> **Work task**:
Find all the lines in the entries below that hold the word "tokens" and copy them.

> **Input data**:
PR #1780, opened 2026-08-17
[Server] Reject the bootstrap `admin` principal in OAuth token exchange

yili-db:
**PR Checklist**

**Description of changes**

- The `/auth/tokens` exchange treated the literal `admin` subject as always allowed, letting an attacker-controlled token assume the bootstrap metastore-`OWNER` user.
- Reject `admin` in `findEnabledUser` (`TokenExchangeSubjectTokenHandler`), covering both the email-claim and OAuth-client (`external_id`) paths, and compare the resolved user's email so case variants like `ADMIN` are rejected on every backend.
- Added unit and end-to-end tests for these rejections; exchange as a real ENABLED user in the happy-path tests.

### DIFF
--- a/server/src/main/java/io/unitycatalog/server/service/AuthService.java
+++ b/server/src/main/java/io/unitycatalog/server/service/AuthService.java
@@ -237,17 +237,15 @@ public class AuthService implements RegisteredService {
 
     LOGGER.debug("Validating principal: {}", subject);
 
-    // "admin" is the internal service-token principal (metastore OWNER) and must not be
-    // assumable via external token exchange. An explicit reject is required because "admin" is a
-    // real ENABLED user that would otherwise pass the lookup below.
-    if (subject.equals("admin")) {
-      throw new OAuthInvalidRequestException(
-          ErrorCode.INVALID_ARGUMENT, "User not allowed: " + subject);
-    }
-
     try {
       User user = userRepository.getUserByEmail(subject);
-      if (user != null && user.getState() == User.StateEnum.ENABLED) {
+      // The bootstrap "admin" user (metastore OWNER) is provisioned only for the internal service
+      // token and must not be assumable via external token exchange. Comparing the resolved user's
---
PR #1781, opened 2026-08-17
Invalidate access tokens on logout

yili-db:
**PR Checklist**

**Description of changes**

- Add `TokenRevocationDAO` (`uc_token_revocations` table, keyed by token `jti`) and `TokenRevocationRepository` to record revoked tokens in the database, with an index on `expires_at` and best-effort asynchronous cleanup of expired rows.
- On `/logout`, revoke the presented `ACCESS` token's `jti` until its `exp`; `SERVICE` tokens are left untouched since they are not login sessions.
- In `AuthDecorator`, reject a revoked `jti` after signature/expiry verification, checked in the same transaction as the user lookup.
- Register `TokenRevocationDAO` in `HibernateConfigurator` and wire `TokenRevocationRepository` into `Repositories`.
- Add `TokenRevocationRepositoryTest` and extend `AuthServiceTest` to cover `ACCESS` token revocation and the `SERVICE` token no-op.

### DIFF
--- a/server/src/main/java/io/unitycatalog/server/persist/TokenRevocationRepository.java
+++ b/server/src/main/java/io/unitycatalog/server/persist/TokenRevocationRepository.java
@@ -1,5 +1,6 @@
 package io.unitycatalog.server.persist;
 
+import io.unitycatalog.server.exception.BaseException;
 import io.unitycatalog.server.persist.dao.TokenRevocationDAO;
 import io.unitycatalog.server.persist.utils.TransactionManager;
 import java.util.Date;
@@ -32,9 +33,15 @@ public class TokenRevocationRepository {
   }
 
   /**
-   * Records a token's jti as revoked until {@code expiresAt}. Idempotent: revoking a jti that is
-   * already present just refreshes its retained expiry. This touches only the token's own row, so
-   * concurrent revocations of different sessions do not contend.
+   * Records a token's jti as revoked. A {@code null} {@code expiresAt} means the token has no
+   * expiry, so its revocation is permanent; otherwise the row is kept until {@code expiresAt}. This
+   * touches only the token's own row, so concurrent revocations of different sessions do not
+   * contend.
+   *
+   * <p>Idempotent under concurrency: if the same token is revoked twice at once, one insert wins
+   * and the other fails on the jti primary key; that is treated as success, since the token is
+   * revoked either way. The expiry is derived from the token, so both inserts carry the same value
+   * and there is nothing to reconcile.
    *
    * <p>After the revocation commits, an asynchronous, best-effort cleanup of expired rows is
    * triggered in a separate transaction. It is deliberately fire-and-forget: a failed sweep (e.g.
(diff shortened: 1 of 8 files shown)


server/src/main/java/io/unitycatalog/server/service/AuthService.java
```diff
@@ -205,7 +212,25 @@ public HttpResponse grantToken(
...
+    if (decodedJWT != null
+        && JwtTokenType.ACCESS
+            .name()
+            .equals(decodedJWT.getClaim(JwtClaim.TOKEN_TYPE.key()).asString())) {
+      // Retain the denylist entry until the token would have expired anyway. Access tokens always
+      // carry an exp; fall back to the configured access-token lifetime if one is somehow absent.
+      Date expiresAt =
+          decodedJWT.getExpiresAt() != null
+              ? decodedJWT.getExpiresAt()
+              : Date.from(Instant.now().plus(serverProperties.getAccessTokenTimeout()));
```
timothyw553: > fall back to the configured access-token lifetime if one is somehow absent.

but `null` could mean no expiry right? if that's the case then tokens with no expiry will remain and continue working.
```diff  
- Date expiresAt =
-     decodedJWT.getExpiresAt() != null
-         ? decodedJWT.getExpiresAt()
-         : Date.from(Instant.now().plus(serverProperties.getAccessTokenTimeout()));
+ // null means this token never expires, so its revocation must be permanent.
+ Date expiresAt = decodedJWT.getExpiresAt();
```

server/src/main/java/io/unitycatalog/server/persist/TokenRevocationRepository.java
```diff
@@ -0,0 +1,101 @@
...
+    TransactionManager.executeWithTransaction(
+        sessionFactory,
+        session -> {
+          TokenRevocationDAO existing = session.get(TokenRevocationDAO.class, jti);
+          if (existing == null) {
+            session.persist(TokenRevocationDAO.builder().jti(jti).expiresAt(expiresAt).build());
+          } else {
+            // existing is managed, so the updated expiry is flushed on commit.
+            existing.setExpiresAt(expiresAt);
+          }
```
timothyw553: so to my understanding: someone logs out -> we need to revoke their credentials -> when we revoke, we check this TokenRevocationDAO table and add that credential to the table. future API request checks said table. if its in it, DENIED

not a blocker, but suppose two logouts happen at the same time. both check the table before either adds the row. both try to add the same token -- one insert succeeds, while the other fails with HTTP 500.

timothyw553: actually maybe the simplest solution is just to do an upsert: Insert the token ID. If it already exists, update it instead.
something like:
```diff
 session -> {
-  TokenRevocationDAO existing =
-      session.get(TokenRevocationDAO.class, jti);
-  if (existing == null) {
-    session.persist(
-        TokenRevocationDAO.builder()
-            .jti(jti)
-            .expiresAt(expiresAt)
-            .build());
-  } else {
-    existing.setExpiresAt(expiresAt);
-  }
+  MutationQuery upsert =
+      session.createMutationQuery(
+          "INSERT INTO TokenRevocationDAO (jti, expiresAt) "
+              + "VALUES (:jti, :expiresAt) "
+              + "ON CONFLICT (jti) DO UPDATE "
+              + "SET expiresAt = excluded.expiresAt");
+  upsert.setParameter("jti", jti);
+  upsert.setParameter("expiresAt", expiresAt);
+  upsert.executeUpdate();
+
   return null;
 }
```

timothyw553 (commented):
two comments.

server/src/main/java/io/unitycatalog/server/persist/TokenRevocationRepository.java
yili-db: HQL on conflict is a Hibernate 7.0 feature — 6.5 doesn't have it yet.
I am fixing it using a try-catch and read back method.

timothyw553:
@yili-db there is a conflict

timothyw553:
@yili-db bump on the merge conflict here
...
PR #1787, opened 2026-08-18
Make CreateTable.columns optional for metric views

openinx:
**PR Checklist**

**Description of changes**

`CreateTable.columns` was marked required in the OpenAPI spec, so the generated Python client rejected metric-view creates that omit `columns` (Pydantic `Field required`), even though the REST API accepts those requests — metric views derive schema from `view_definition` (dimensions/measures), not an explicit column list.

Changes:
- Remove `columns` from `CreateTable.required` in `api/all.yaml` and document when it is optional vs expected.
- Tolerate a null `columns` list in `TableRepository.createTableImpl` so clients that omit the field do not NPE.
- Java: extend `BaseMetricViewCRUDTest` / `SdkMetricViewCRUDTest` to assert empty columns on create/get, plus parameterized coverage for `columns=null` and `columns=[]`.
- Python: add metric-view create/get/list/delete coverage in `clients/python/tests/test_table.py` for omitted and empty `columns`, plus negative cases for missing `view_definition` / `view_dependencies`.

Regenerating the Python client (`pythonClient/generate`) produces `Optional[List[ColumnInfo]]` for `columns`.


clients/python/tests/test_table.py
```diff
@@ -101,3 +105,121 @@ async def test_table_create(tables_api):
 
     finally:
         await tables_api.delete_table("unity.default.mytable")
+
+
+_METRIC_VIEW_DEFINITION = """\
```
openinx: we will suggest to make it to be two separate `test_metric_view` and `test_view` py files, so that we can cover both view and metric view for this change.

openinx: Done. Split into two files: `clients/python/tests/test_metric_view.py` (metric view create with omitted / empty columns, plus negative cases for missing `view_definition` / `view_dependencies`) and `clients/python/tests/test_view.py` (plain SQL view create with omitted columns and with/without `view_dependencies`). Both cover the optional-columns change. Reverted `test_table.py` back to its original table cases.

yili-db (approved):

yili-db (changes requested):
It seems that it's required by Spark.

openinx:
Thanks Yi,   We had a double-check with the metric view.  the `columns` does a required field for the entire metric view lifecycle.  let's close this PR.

> **Solution to this exercise**:
- The `/auth/tokens` exchange treated the literal `admin` subject as always allowed, letting an attacker-controlled token assume the bootstrap metastore-`OWNER` user.
Invalidate access tokens on logout
- Add `TokenRevocationDAO` (`uc_token_revocations` table, keyed by token `jti`) and `TokenRevocationRepository` to record revoked tokens in the database, with an index on `expires_at` and best-effort asynchronous cleanup of expired rows.
- On `/logout`, revoke the presented `ACCESS` token's `jti` until its `exp`; `SERVICE` tokens are left untouched since they are not login sessions.
+      // Retain the denylist entry until the token would have expired anyway. Access tokens always
but `null` could mean no expiry right? if that's the case then tokens with no expiry will remain and continue working.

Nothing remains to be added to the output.